Russian President Vladimir Putin’s forces may have already lost a key battle in Ukraine, according to a former Russian military commander on Sunday.
Above, an image of Russian President Vladimir Putin is seen alongside an inset of former Commander Igor Girkin. Girkin said Putin’s troops have already strategically lost the battle for Bakhmut, as combat for the southeastern Ukrainian city continues.
Putin ordered his “special military operation” on Ukraine on February 24, 2022. Fighting has continued for more than 10 months as Putin’s troops have struggled to achieve substantial victories against their Eastern European neighbor, whose defense effort has been bolstered by Western military aid.
Amid Russian losses, fighting remains concentrated to southeastern Ukraine in the city of Bakhmut, which for months has been the site of some of the most intense fighting in the war. Russian troops in the region are being led by the Wagner Group, a private military force founded by Putin ally Yevgeny Prigozhin, that has faced accusations of committing human rights abuses and attacks on civilians.
Fighting in Bakhmut, which is home to nearby mines containing strategic resources including salt and gypsum, continued over the weekend. Russia appeared to make gains in nearby Soledar, with Russian military experts suggesting Ukrainian soldiers in Bakhmut could face the threat of encirclement.
Still, even a tactical victory in Bakhmut may not turn the tide of the war in favor of the Kremlin, said Igor Girkin, a former Russian commander known for his role in Russia’s 2014 Crimea operation. He wrote in a Telegram post Sunday that Putin’s troops have already lost in a strategic sense.
Girkin said Russian victory in Bakhmut remains “very far away,” predicting it will last for at least another month. Even if Russia achieves a tactical win, he said it would still be a strategic loss, as he suggested other targets in Ukraine may be more worthy of these resources.
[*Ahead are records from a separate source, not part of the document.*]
PR #490, opened 2017-02-10
Extended StethoTree with configurable options

SiebeSysmans:
I added the ability to log the tag and set a minumum log level for the StethoTree for Timber.

To not have breaking changes and keep the behaviour the same I overloaded the constructor with configuration parameter. 
If the default constructor is used, a configuration is supplied with the same behaviour as the current Stetho implementation.

I extended from Timber.DebugTree instead because it holds functionality to automatically infer the tag from the calling class. Since Stetho is mainly a debug tool, I evaluated that this change is alright.

### DIFF
--- a/stetho-timber/src/main/java/com/facebook/stetho/timber/StethoTree.java
+++ b/stetho-timber/src/main/java/com/facebook/stetho/timber/StethoTree.java
@@ -17,16 +17,37 @@ import timber.log.Timber;
 
 /**
  * Timber tree implementation which forwards logs to the Chrome Dev console.
+ * This uses a {@link Timber.DebugTree} to automatically infer the tag from the calling class.
  * Plant it using {@link Timber#plant(Timber.Tree)}
  * <pre>
  *   {@code
  *   Timber.plant(new StethoTree())
+ *   //or
+ *   Timber.plant(new StethoTree(
+ *       new StethoTree.Configuration.Builder()
+ *           .showTags(true)
+ *           .minimumPriority(Log.WARN)
+ *           .build()));
  *   }
  * </pre>
  */
-public class StethoTree extends Timber.Tree {
+public class StethoTree extends Timber.DebugTree {
+  private final Configuration mConfiguration;
+
+  public StethoTree() {
+    this.mConfiguration = new Configuration.Builder().build();
+  }
+
+  public StethoTree(Configuration configuration) {
+    this.mConfiguration = configuration;
+  }
+
   @Override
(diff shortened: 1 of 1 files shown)


stetho-timber/src/main/java/com/facebook/stetho/timber/StethoTree.java
```diff
@@ -17,17 +17,38 @@
...
+ *   Timber.plant(new StethoTree(
+ *       new StethoTree.Configuration.Builder()
+ *           .showTags(true)
+ *           .minimumPriority(Log.WARN)
+ *           .build()));
  *   }
  * </pre>
  */
-public class StethoTree extends Timber.Tree {
+public class StethoTree extends Timber.DebugTree {
```
jasta: Hmm, this looks to have pretty significant performance overhead, even if just for debug builds.  Also, changing the base class for `StethoTree` without any configuration option seems a bit heavy-handed since again it seems to have performance impact.

Prefer maybe a `StethoDebugTree` alternative which extends `Timber.DebugTree` and provides this functionality.

stetho-timber/src/main/java/com/facebook/stetho/timber/StethoTree.java
```diff
@@ -54,10 +75,63 @@ protected void log(int priority, String tag, String message, Throwable t) {
...
     CLog.writeToConsole(
         logLevel,
         Console.MessageSource.OTHER,
-        message
+        messageBuilder.toString()
     );
   }
-}
+
+  public static class Configuration {
```
jasta: nit: this appears to be two classes where 1 would do:

  StethoTree tree = new StethoTree.Builder()
    .setStuff()
    .build();

Since the configuration doesn't need to be exposed as its own separate class it can just be merged with StethoTree.

jasta:
lgtm overall but the change to extend DebugTree is worrisome

SiebeSysmans:
Alright, I understand the concern with the DebugTree. I'll look into that.

maks:
It would be preferable to still log to android log if not connected to devtools, eg.
```
if (peerManager == null) {
  Log.println(priority, tag, message);
  return;
}
```

jasta:
Closing to clean up our queue; feel free to re-open with new changes for review.

AlexTrotsenko:
@SiebeSysmans do you have any plans to update and re-open this pull request? 
Your configuration ability  looks better, then custom class in client project.

PR #491, opened 2017-02-12
Update build dependencies

friederbluemle:
This updates build tools to `25.0.2`, Gradle wrapper to `3.4.1`, and the plug-in to `2.3.0` (latest versions as of Mar 14, 2017)

<sub><sup>Please NO GitHub rebase/squash merges. If you'd like me to combine some or all of the commits, please let me know, and I will update my branch. Thank you.</sup></sub>


friederbluemle:
Amended the Gradle wrapper commit for the (now) latest version 3.4

gradle.properties
```diff
@@ -1,2 +1,20 @@
...
+# IDE (e.g. Android Studio) users:
+# Gradle settings configured through the IDE *will override*
+# any settings specified in this file.
+
+# For more details on how to configure your build environment visit
+# http://www.gradle.org/docs/current/userguide/build_environment.html
+
+# Specifies the JVM arguments used for the daemon process.
+# The setting is particularly useful for tweaking memory settings.
+org.gradle.jvmargs=-Xmx1536m
```
jasta: Hmm, what's this all about?  This could affect our Travis builds in theory.

release.gradle
```diff
@@ -5,15 +5,15 @@ def isReleaseBuild() {
     return VERSION_NAME.contains("SNAPSHOT") == false
 }
 
-def getRepositoryUrl() {
+def getMavenRepositoryUrl() {
```
jasta: What's this change about?  Seems unrelated (though not necessarily wrong, I'd prefer to see it in a separate PR for bookkeeping sake).

jasta:
Two iffy changes here, otherwise lgtm

friederbluemle:
@jasta Thanks for the review and sorry for not explaining the non-obvious changes. Actually both changes are directly related to the updates I made. I will explain them individually as a reply to your comments.

gradle.properties
friederbluemle: The reason is that with the default setting of 1GB and a more recent version of the Android build tool chain and Gradle, `dex` will run out of process since it requires a larger heap. Adding this setting allows dex to run in the same process, speeding up the build. This is now also the default setting if you create a new project using the latest version of Android Studio.

During the build, you would encounter this warning if the heap was not explicity set to at least 1.5G:

```
Running dex as a separate process.

To run dex in process, the Gradle daemon needs a larger heap.
It currently has 1024 MB.
For faster builds, increase the maximum heap size for the Gradle daemon to at least 1536 MB.
To do this set org.gradle.jvmargs=-Xmx1536M in the project gradle.properties.
For more information see https://docs.gradle.org/current/userguide/build_environment.html
```

release.gradle
friederbluemle: This change is necessary with a more recent version of Gradle and/or the Android Gradle plugin. It seems like there is a naming clash with the property `repositoryUrl` the auto-generated getter method.

Without this change the build will fail with this error message:

```
FAILURE: Build failed with an exception.

* Where:
Script '[path]/release.gradle' line: 9

* What went wrong:
A problem occurred configuring project ':stetho'.
> Could not get unknown property 'repositoryUrl' for project ':stetho' of type org.gradle.api.Project.
```

friederbluemle:
I rebased my commits, and also amended the version updates to the now-latest versions Gradle Wrapper `3.4.1` (from `3.4`), and Android Gradle plugin `2.3.0` (from `2.2.3`). Please let me know if you have any other questions.

gradle.properties
jasta: Ack'd, sounds good.

release.gradle
jasta: Ack'd, I wonder if Google added the support upstream that we had to manually hack in.  I am a little worried that `./gradlew uploadArchives` may have been broken by this change as well but wasn't invoked during your tests.  I guess we'll just have to take that pain when it comes to release time...

vaiden: This error started with gradle 3.4 and originates from hasProperty() returning true even if the property is indeed missing, but still has an overrding getter.
The simpler fix is to change
```
def getRepositoryUrl() {
    return **hasProperty('repositoryUrl')** ? property('repositoryUrl') : 'https://oss.sonatype.org/service/local/staging/deploy/maven2/'
}
```
Into:
```
def getRepositoryUrl() {
    return **findProperty('repositoryUrl') != null** ? property('repositoryUrl') : 'https://oss.sonatype.org/service/local/staging/deploy/maven2/'
}
```
findProperty() ignores overloaded getters.

More info here:  http://www.devsbedevin.com/the-pains-of-building-android-react-native-from-source/

friederbluemle: @vaiden That makes sense. Thanks for the explanation!! :+1:

PR #492, opened 2017-02-12
Add ability for descriptors to customize element IDs

emilsjolander:
Currently a node id is directly connected to the instance of an object.
This has worked well up to this point. However we are implementing
custom descriptors which describe elements which are pooled under the
hood. When the UI changes we make no guarantees that a logical UI node
is represented by the same java object as before.

The problem with the current implementation in stetho is that this
causes the chrome element inspector to collapse/move nodes unexpectedly
when updating. This commit solve this by allows descriptors to
implement custom stable ids for nodes.

### DIFF
--- a/stetho/src/main/java/com/facebook/stetho/common/android/AccessibilityUtil.java
+++ b/stetho/src/main/java/com/facebook/stetho/common/android/AccessibilityUtil.java
@@ -34,10 +34,10 @@ public final class AccessibilityUtil {
   }
 
   /**
-   * Returns whether the specified node has text or a content description.
+   * Returns whether the specified nodeID has text or a content description.
    *
-   * @param node The node to check.
-   * @return {@code true} if the node has text.
+   * @param node The nodeID to check.
+   * @return {@code true} if the nodeID has text.
    */
   public static boolean hasText(@Nullable AccessibilityNodeInfoCompat node) {
     if (node == null) {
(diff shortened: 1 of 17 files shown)


rickbrew:
While the premise of this makes perfect sense, the implementation is a bit complex and performance heavy. Using a new `NodeID` class provides a good encapsulation for what's being done here, but adds O(n) allocations with respect to the element tree. Perhaps a simpler solution is possible.

Is it possible, as well as reasonable, for the `Descriptor` to know when an element has been recycled? If so, we could poke a hole into the `Descriptor.Host` and add a method such as, `invalidateNodeIDForElement(Object element)`. The implementation of that, over in `AndroidDocumentProvider`, could then relay that through to `DocumentProviderListener`. This interface is implemented over in `Document` and could be implemented as just calling `mObjectIdMapper.remove(element)`.

Would that work?

emilsjolander:
Removing the mapping would not solve my use case. In my use case there exists a Logical node in the hierarchy, let's call it `<MyNode/>`. This node is backed by some physical object which may change at any time. I would like the id of a single logical `<MyNode/>` instance to stable across many different instances of the underlying physical memory instance of the backing object.

This is similar to how android adapters provide "stable ids" (https://developer.android.com/reference/android/support/v7/widget/RecyclerView.Adapter.html#hasStableIds()) where the underlying data model may switch memory address when refreshing data but still represents the same logical instance.

PR #493, opened 2017-02-12
Move selector naming to the descriptor

emilsjolander:
Currently two selector names are hard-coded in DOM.java.
"<this_element>" and "Accessibility Properties". With this commit
descriptors are able to themselves choose what the selector name should
be and how their various properties should be distributed among the
selectors.

This enables an element to have styles such as:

“And even if our troops get a tactical victory in it, then strategically, we have already lost, again throwing the best forces and means ‘on an unworthy object,” Girkin wrote.
He added that the General Staff of the Armed Forces of the Russian Federation is largely at fault for ordering the invasion, but that the Wagner Group also shares in the blame for allowing its troops to be used in this combat.
“The commander who allows his soldiers to be wasted so ineptly and fruitlessly (even acting on orders) cannot be considered a good military leader in any case,” he wrote.
As the conflict continues, tensions over Bakhmut have grown within Russian leadership. According to the Institute for the Study of War (ISW), a U.S.-based think tank, the Wagner Group has sought to blame the Russian Ministry of Defense (MoD) for its slow progress in the battle.
In an interview with Russian state media, Prigozhin reportedly said Wagner Group soldiers struggled to get past Ukrainian lines “due to insufficient armored vehicles, ammunition, and 100 mm shell supplies,” the ISW reported.
Girkin, who has become increasingly critical of Moscow’s leadership in the war, said on Saturday that the Kremlin is seeing split leadership over the invasion following a report that Prigozhin accused oligarchs of discrediting the Wagner Group.